### Brief
Once you have counted the lines below that contain "string", give that number and nothing else.

### Data for review
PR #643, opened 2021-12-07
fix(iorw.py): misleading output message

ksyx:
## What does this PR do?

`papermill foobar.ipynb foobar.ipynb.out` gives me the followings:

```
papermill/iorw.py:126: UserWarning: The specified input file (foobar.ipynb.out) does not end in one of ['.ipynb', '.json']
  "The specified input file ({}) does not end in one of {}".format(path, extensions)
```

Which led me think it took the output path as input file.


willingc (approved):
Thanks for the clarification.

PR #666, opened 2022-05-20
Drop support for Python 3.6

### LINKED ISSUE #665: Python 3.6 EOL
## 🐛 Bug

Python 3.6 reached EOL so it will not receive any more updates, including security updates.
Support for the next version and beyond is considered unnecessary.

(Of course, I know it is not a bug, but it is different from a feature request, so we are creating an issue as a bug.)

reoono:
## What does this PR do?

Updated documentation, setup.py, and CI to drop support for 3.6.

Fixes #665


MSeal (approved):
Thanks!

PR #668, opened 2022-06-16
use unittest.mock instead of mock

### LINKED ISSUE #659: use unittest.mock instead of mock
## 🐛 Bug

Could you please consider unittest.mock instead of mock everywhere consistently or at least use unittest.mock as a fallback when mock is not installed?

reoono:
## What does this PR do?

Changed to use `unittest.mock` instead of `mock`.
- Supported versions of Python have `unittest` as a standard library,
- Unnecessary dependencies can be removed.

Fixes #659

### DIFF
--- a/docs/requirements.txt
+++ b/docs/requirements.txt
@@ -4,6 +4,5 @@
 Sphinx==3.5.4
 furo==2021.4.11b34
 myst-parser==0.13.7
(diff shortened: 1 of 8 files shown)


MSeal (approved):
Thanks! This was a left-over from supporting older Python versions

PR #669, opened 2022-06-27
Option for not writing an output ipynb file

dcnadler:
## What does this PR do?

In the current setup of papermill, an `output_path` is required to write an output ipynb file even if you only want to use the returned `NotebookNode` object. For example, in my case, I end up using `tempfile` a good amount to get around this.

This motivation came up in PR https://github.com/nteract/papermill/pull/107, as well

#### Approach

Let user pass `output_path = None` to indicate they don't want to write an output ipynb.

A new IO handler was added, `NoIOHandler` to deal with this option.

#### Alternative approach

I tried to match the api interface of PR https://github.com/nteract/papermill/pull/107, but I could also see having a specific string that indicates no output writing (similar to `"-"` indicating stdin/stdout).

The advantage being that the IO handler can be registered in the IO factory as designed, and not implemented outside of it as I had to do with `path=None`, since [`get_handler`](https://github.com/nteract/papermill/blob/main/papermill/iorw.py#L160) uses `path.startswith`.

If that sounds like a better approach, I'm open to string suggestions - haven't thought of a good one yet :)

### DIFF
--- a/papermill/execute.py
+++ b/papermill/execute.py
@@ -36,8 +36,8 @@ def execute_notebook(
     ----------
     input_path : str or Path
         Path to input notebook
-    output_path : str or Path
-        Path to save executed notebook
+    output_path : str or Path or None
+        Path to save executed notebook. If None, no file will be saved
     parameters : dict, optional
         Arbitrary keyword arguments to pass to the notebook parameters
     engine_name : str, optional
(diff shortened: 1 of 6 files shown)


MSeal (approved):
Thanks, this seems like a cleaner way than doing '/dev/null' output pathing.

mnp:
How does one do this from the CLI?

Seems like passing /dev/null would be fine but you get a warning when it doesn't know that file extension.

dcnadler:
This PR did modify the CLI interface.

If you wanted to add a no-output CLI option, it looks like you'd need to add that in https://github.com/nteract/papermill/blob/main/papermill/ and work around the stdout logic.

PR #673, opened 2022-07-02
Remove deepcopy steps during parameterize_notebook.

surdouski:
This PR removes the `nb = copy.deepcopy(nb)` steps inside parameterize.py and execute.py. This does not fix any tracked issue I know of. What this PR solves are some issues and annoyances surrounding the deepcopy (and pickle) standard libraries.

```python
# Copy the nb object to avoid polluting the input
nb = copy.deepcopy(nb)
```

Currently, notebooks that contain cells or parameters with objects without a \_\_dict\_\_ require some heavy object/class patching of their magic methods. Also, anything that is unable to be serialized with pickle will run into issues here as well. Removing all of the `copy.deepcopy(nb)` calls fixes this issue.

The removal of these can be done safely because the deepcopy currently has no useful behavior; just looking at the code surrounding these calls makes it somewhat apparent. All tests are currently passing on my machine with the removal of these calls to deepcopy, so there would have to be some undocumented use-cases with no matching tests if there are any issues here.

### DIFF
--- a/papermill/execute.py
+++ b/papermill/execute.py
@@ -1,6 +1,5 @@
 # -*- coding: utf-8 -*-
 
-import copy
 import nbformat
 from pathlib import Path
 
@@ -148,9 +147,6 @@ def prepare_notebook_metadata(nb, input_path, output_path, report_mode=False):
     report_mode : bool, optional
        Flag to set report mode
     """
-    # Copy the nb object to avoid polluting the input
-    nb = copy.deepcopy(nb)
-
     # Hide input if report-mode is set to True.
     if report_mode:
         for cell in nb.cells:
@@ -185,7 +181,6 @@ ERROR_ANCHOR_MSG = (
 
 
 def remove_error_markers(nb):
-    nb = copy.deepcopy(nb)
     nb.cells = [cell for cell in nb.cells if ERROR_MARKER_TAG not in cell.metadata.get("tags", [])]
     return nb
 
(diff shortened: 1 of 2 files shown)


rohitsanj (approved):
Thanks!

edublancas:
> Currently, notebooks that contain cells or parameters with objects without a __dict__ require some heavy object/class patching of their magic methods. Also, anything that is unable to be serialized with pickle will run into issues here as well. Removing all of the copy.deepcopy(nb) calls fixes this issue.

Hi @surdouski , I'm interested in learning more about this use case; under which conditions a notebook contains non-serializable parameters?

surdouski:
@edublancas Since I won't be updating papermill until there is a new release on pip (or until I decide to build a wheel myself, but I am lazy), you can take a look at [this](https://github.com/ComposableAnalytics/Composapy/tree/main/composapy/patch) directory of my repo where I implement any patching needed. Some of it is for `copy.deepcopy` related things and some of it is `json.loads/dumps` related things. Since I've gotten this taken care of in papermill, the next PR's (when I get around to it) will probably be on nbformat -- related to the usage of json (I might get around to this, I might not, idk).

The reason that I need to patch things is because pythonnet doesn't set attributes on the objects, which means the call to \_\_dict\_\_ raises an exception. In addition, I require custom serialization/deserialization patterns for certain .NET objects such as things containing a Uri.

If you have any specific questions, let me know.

### The answer
2